> [Instructions for the task] Your reply should be the full listing, copied exactly.

> [Record extracts]
● ● ● ● ●

PR #3330, opened 2016-08-18
Delay EntityChangedWorld players' callback until Entity fully linked …

ElNounch:
…to world

Otherwise, some API call just don't seems to happen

● ● ● ● ●

> [Reply]
PR #3330, opened 2016-08-18
Delay EntityChangedWorld players' callback until Entity fully linked …

ElNounch:
…to world

Otherwise, some API call just don't seems to happen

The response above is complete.